# Prop Controller Boards



## David_AVD (Nov 9, 2012)

As some of you may know, I design circuit boards for a living as well as my Christmas and (now) Halloween hobbies.

I'm sure that haunters here could make use of some of these boards, so was thinking of offering them for sale either as complete units or maybe just bare boards.

Since I design using mostly SMD components these days I'm not sure how well the bare boards would go. Maybe some projects would be better with through hole components for the DIY crowd?

For example, using an Arduino Nano module with a few through hole support components may be better than an SMD board that needs an Atmel programmer.

Do you guys do group buys like the Christmas sites? I'm just thinking of ways to keep the end cost down.


----------



## toozie21 (Aug 23, 2012)

I'm thinking that through hole generally goes over a lot better than SMD. There is a scare factor to get over, and then the small size rules out some of the older eyes who could potentially done it 10 years ago.

In a recent GB I participated in on one of the Christmas sites, the board had 4 SMD parts on it pre-installed as part of the cost, and then the rest were through-hole left to the buyer to deal with. That is a potential 3rd option.


----------



## David_AVD (Nov 9, 2012)

I've seen a few board designs around the place that seem not to be available for sale any more.
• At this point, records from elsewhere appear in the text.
PR #2410, opened 2021-01-13
[#2273] Add KafkaBasedCommand class

calohmn:
This is for #2273:
Also improve Javadocs of Command related classes and consolidate replyToId handling in Commands class.

### DIFF
--- a/client/src/main/java/org/eclipse/hono/client/Command.java
+++ b/client/src/main/java/org/eclipse/hono/client/Command.java
@@ -1,5 +1,5 @@
 /*******************************************************************************
- * Copyright (c) 2016, 2020 Contributors to the Eclipse Foundation
+ * Copyright (c) 2016, 2021 Contributors to the Eclipse Foundation
  *
  * See the NOTICE file(s) distributed with this work for additional
  * information regarding copyright ownership.
@@ -72,7 +72,7 @@ public final class Command {
     }
 
     /**
-     * Creates a command for an AMQP 1.0 message that should be sent to a device.
+     * Creates a command from an AMQP 1.0 message.
      * <p>
      * The message is expected to contain
      * <ul>
@@ -305,9 +305,12 @@ public final class Command {
 
     /**
      * Gets the request identifier of this command.
+     * <p>
+     * May be {@code null} for a one-way command.
      *
      * @return The identifier or {@code null} if not set.
      * @throws IllegalStateException if this command is invalid.
+     * @see #getRequestId(String, String, String)
      */
     public String getRequestId() {
         if (isValid()) {
@@ -355,12 +358,13 @@ public final class Command {
     }
 
     /**
-     * Gets this command's reply-to-id as given in the incoming command message.
+     * Gets this command's reply-to-id. It is the last part of the command message's <em>reply-to</em> property
+     * value {@code command_response/${tenant_id}/${reply_id}}.
      * <p>
      * Note that an outgoing command message targeted at the device will contain an
      * adapted reply-to address containing the device id.
      *
-     * @return The identifier.
+     * @return The identifier or {@code null} if not set (meaning the command is a one-way command).
      * @throws IllegalStateException if this command is invalid.
      */
     public String getReplyToId() {
@@ -418,13 +422,17 @@ public final class Command {
             throw new IllegalStateException("command is invalid");
         }
     }
+
     /**
      * Creates a request ID for a command.
+     * <p>
+     * Incorporates the given correlationId and replyToId (minus deviceId if contained in the replyToId).
      *
      * @param correlationId The identifier to use for correlating the response with the request.
      * @param replyToId An arbitrary identifier to encode into the request ID.
      * @param deviceId The target of the command.
      * @return The request identifier or {@code null} if correlationId or deviceId is {@code null}.
+     * @deprecated Use {@code org.eclipse.hono.adapter.client.command.Commands#getRequestId(String, String, String)} instead.
      */
     public static String getRequestId(final String correlationId, final String replyToId, final String deviceId) {
 
@@ -491,10 +499,9 @@ public final class Command {
     /**
      * Gets the reply-to-id that will be set when forwarding the command to the device.
      * <p>
-     * It is ensured that this id starts with the device id.
+     * It is ensured that this id starts with {@code ${deviceId}/}.
      *
-     * @param replyToId The reply-to-id as extracted from the 'reply-to' of the command AMQP message. Potentially not
-     *            containing the device id.
+     * @param replyToId The reply-to-id as extracted from the 'reply-to' of the command AMQP message.
      * @param deviceId The device id.
      * @return The reply-to-id, starting with the device id.
      */
--- a/clients/adapter-kafka/src/main/java/org/eclipse/hono/adapter/client/command/kafka/KafkaBasedCommand.java
+++ b/clients/adapter-kafka/src/main/java/org/eclipse/hono/adapter/client/command/kafka/KafkaBasedCommand.java
@@ -1,0 +1,261 @@
+/*******************************************************************************
+ * Copyright (c) 2021 Contributors to the Eclipse Foundation
+ *
+ * See the NOTICE file(s) distributed with this work for additional
+ * information regarding copyright ownership.
+ *
+ * This program and the accompanying materials are made available under the
+ * terms of the Eclipse Public License 2.0 which is available at
+ * http://www.eclipse.org/legal/epl-2.0
+ *
+ * SPDX-License-Identifier: EPL-2.0
+ *******************************************************************************/
+
+package org.eclipse.hono.adapter.client.command.kafka;
+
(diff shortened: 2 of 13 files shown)


client/src/main/java/org/eclipse/hono/client/Command.java
```diff
@@ -355,12 +358,13 @@ public String getContentType() {
     }
 
     /**
-     * Gets this command's reply-to-id as given in the incoming command message.
+     * Gets this command's reply-to-id. It is the last part of the command message's <em>reply-to</em> property
+     * value "command_response/${tenant_id}/${reply_id}".
```
sophokles73, line 362: how about using `{@code ... }` instead of quotes

client/src/main/java/org/eclipse/hono/client/Command.java
```diff
@@ -491,10 +499,9 @@ public String toString() {
     /**
      * Gets the reply-to-id that will be set when forwarding the command to the device.
      * <p>
-     * It is ensured that this id starts with the device id.
+     * It is ensured that this id starts with "${deviceId}/".
```
sophokles73, line 502: How about
> The returned identifier always start with {@code ${deviceId}/}.

clients/adapter-kafka/src/main/java/org/eclipse/hono/adapter/client/command/kafka/KafkaBasedCommand.java
```diff
@@ -0,0 +1,285 @@
...
+    }
+
+    /**
+     * Creates a command from a Kafka consumer record.
+     * <p>
+     * The record is expected to contain
+     * <ul>
+     * <li>a <em>topic</em> of the format <em>hono.command.${tenant_id}</em></li>
+     * <li>a <em>key</em> with the command target device id, matching the value of the <em>device_id</em> header</li>
+     * <li>a non-empty <em>correlation-id</em> and/or <em>message-id</em> header if an <em>expect-response</em> header
```
sophokles73, line 82: we decided to only use the *correlation-id* header for this purpose, didn't we?

clients/adapter-kafka/src/main/java/org/eclipse/hono/adapter/client/command/kafka/KafkaBasedCommand.java
```diff
@@ -0,0 +1,285 @@
...
+     * is set with value {@code true}.</li>
+     * </ul>
+     * <p>
+     * If any of the requirements above are not met, then the returned command's {@link #isValid()}
+     * method will return {@code false}.
+     *
+     * @param record The record containing the command.
+     * @param deviceId The identifier of the device that the command will be sent to. If the command has been mapped
+     *                 to a gateway, this id is the gateway id and the original command target device is given in
+     *                 the message address.
```
sophokles73, line 92: ... is given by the record's <em>key</em> ?

clients/adapter-kafka/src/main/java/org/eclipse/hono/adapter/client/command/kafka/KafkaBasedCommand.java
```diff
@@ -0,0 +1,285 @@
...
+    /**
+     * Creates a command from a Kafka consumer record.
+     * <p>
+     * The record is expected to contain
+     * <ul>
+     * <li>a <em>topic</em> of the format <em>hono.command.${tenant_id}</em></li>
+     * <li>a <em>key</em> with the command target device id, matching the value of the <em>device_id</em> header</li>
+     * <li>a non-empty <em>correlation-id</em> and/or <em>message-id</em> header if an <em>expect-response</em> header
+     * is set with value {@code true}.</li>
+     * </ul>
```
sophokles73, line 84: the *subject* header also seems to be required, isn't it?

clients/adapter-kafka/src/test/java/org/eclipse/hono/adapter/client/command/kafka/KafkaBasedCommandTest.java
```diff
@@ -0,0 +1,190 @@
...
+ * Verifies behavior of {@link KafkaBasedCommand}.
+ *
+ */
+public class KafkaBasedCommandTest {
+
+    /**
+     * Verifies that a command can be created from a valid message.
+     */
+    @Test
+    public void testFromMessageSucceeds() {
```
sophokles73, line 45: testFromRecord?

clients/adapter-kafka/src/test/java/org/eclipse/hono/adapter/client/command/kafka/KafkaBasedCommandTest.java
```diff
@@ -0,0 +1,190 @@
...
+        assertTrue(cmd.isValid());
+        assertThat(cmd.getName()).isEqualTo(subject);
+        assertThat(cmd.getDeviceId()).isEqualTo(deviceId);
+        assertThat(cmd.getOriginalDeviceId()).isEqualTo(deviceId);
+        assertThat(cmd.getCorrelationId()).isEqualTo(correlationId);
+        assertFalse(cmd.isOneWay());
+    }
+
+    /**
+     * Verifies that a command can be created from a valid message, containing a message address with device id
```
sophokles73, line 63: needs to be adapted to Kafka record terminology

clients/adapter/pom.xml
```diff
@@ -126,5 +126,20 @@
...
+      <groupId>ch.qos.logback</groupId>
+      <artifactId>logback-classic</artifactId>
+      <scope>test</scope>
+    </dependency>
+    <dependency>
+      <groupId>org.assertj</groupId>
+      <artifactId>assertj-core</artifactId>
+    </dependency>
   </dependencies>
 </project>
```
sophokles73, line 145: missing EOL

clients/adapter/src/main/java/org/eclipse/hono/adapter/client/command/Command.java
```diff
@@ -97,7 +97,10 @@
     String getOriginalDeviceId();
 
     /**
-     * Gets the request identifier of this command.
+     * Gets the request identifier of this command. Can be used to correlate this command
+     * with a corresponding command response.
+     * <p>
+     * May be {@code null} for a one-way command.
```
sophokles73, line 103: It *will* be `null` for a one-way command, won't it?

calohmn: For the `KafkaBasedCommand`, yes.
But not in the case of a `ProtonBasedCommand` with a `correlation-id` property but no `reply-to` property (i.e. a one-way command with a given correlation-id).

calohmn:
@sophokles73 I've pushed changes addressing the comments above.

clients/adapter-kafka/src/main/java/org/eclipse/hono/adapter/client/command/kafka/KafkaBasedCommand.java
```diff
@@ -0,0 +1,285 @@
...
+     * <li>a non-empty <em>correlation-id</em> header if a response is expected for the command.</li>
+     * </ul>
+     * <p>
+     * If any of the requirements above are not met, then the returned command's {@link #isValid()}
+     * method will return {@code false}.
+     *
+     * @param record The record containing the command.
+     * @param deviceId The identifier of the device that the command will be sent to. If the command has been mapped
+     *                 to a gateway, this id is the gateway id and the original command target device is given in
+     *                 the <em>device_id</em> header and the key of the record.
```
sophokles73, line 92: FMPOV this is very confusing. Why isn't all the necessary information contained in the headers? Why do we need to pass in the device ID as a separate parameter? Can't we simply read the target device ID from the *device_id* header and, if the device is connected via a gateway, read the gateway ID from e.g. the *gateway_id* header that has been added by the Command Router?

This is also very confusing in the `Command` interface as well. FMPOV the *getDeviceId()* method should *always* return the identifier of the device that is the target of the command. We should then replace *getOriginalDeviceId* with *getGatewayId* which returns the gateway ID if the command is routed via a gateway. WDYT?

calohmn: Yes, such a change is something I already had on my TODO list. As there are quite many files involved in that change, I would rather do this in a separate PR, created as a followup of this one.

>Why do we need to pass in the device ID as a separate parameter?

Because there is one scenario, where the gateway id cannot be deduced from the message/record (i.e. the `via` property/header set by the command router). That's when a gateway subscribes for commands of a specific device. The gateway information is only available at the target protocol adapter in this case.
But I want to remove the device id parameter from the factory method and either set the `via` property/header beforehand or introduce a `setGatewayId()` setter for that.

calohmn:
Pushed minor changes in `KafkaBasedCommand`.

sophokles73 (approved):
LGTM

One was an adapter PCB to run a few servo channels up a CAT5 cable. I may have an idea for an improved version, but not sure if there is any interest.


----------



## Otaku (Dec 3, 2004)

Agreed about the thru-hole vs SMD components. Soldering SMD's is an art and requires a steady hand, or a pricey oven to bake on the parts using solder pastes. My close-up vision is pretty good, but I still use a mag visor when soldering perf boards; just makes things go faster.
David, group buys are definitely welcome here - take a peek in the Group Buys forum.


----------



## neverhart (Sep 5, 2011)

I'd definitely be down for some Technological Terror along these lines. 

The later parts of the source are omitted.